Tratado das Paixões Invisíveis




- Felicidade, comandante. Só consigo pensar em felicidade.
- Cada vez que me sento na areia branca desta terra e vejo o mar, sinto felicidade. Ainda que encontre refúgio em tantas memórias, sinto este vento, delicado, tocando-me as faces e acariciando meus cabelos claros. Vencido enfim, pelo sentir. Vencido enfim por delicadas vestes rendadas, de moça de praia, de moça de vento, de moça sem tempo, de moça que foi e de moça que passa, de moça que mata e me anseia vida. Essa força mágica que me dispara em corrida larga, com pés descalços e cabeça erguida.

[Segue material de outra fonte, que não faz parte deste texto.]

PR #1209, opened 2023-09-12
chore: modify `enable_others` default true for happy debugging

Rachelint:
## Rationale
It is too struggle to debug partitioned table because `enable_others` in `sub_table_access_perm` default to false...
When we try to query the specific sub table, we will always be prohibited... It will make us extremely unhappy...

## Detailed Changes
Modify `enable_others` default true.

## Test Plan
Test manually.


jiacai2050 (approved):
LGTM

PR #1210, opened 2023-09-12
fix: skip update shard status when create/remove table

jiacai2050:
## Rationale
In one of our deployments, I have one shard change its status from Ready to Init, there is no open/close shards requests between this change, so I add some info log to help investigate this issue.

## Detailed Changes
- Skip update shard status when create/remove table

## Test Plan
TBD


ShiKaiWi (approved):
LGTM

PR #2283, opened 2017-06-11
Added shuttle navigation computers for the syndicate shuttle and assault pod

Cruix:
The syndicate shuttle now has a navigation computer right next to the shuttle computer that lets you target any area on the station z-level that does not have any part of the shuttle intersect with a non-space turf or a shuttle docking turf. The person targeting the location gets a meson view of the station.

shuttle

The assault pod gets a similar interface, but it can target non-space turfs. It might need a slight nerf if people start using it in creative ways.

:cl:
rscadd: The syndicate shuttle and assault pod can now have their exact landing locations set by camera.
/:cl:

### DIFF
--- a/_maps/map_files/Yogstation/yogstation.2.1.3.dmm
+++ b/_maps/map_files/Yogstation/yogstation.2.1.3.dmm
@@ -68488,6 +68488,12 @@
 	},
 /turf/open/floor/plasteel,
 /area/tcommsat/computer)
+"DYZ" = (
+/obj/machinery/computer/camera_advanced/shuttle_docker/syndicate,
+/turf/open/floor/plasteel/shuttle{
+	icon_state = "shuttlefloor4"
+	},
+/area/shuttle/syndicate)
 "FCq" = (
 /obj/structure/table,
 /obj/item/weapon/stock_parts/subspace/ansible,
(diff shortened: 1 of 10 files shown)


ShadowDeath6:
crashes into the AI core

ghost:
the pod can already do that and the ship, detailed above, cannot

LarissaMayrink:
Crashes into the captain

Slinky5890:
@LarissaMayrink It's a meson view, so they won't see people

LarissaMayrink:
@Slinky5890 you still need to send someone on the shuttle earlier, so, whoever goes on it can keep an eye on the captain, or you can just watch the radio for when the cap gets called somewhere. Yes, it does need at least a little coordenation, but still, this can end up being just too strong, yet, its the best idea i've seen to deal with the previsible shuttle problem.

I guess it needs to be run before screaming about how strong it is.

ShadowDeath6:
so you need to spend 30 tc on the pod, then send someone in for recon before having the captain stand still long enough for someone to be able to slam the pod into him

LarissaMayrink:
You don't really need to hit the pod into him to get him killed as the pod got a few good turrets, plus a mob of angry syndies inside and the surprise factor, but yes, unless it becomes the rule for every other nuke round end up like that it won't be a problem. Its good, really good.

Mrcreepssss:
oooooohhhh i like this.

PR #2288, opened 2017-06-12
Fixes admin messages/logs for singularities

### LINKED ISSUE #2266: Remove the mini singulos in the wizard academy
Not only do these give false flags on the admin log of a loose singulo, but it also makes finding the real loose singularity harder because i have to scroll through 8 different singularities to locate it

X-TheDark:
fixes #2266

Also renames academy singularities, so it's easier to jump to the actual engineering one.

:cl:
tweak: Wizard Academy singulos will no longer be logged or bother admins.
tweak: Wizard Academy singulos renamed to 'magical gravitational singularity' for ease of finding the relevant ones.
/:cl:

### DIFF
--- a/code/modules/awaymissions/mission_code/Academy.dm
+++ b/code/modules/awaymissions/mission_code/Academy.dm
@@ -31,12 +31,11 @@
 //Academy Items
 
 /obj/singularity/academy
+	name = "magical gravitational singularity"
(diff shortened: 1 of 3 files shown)


Time-Green:
Do a changelog anyway, they are always good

- Já foi tempo, comandante. É aqui, aqui e aqui. Hoje estamos. Eu estou, as ondas estão, você está. E o dia amanhecendo, a noite caindo, a lua chegando, seu véu nos cobrindo, a gente ficando.
- Sei que você se vai, comandante. E eu ficarei aqui, neste tempo presente, agarrado ao tempo como se ajoelhasse em prece pedindo suas bênçãos, abundância de luz, crédulo e devoto de algumas bobagens engraçadas.
- Desdenharei dos deuses, comandante. Perderei o medo nadando solto em mar revolto, sentindo a água abraçando-me e recolhendo-me para outros lugares lindos, para estarmos novamente aqui, aqui e aqui.
- Não se preocupe, comandante. Nossos corpos ausentes estarão aqui, aqui e aqui. Onde quer que admiremos o nosso estar. Derrubaremos castelos de areia e abriremos buracos imensos de luz, fazendo chover o sal das nossas ondas, transformando as águas e o oceano nesta imensidão azul que se confunde com o céu e nos torna humanos, pequenos humanos. Humanos mergulhados em oceanos encantados de moças de vento, que com suas asas imensas, tocam nossas sombras e nos abrem a imensidão.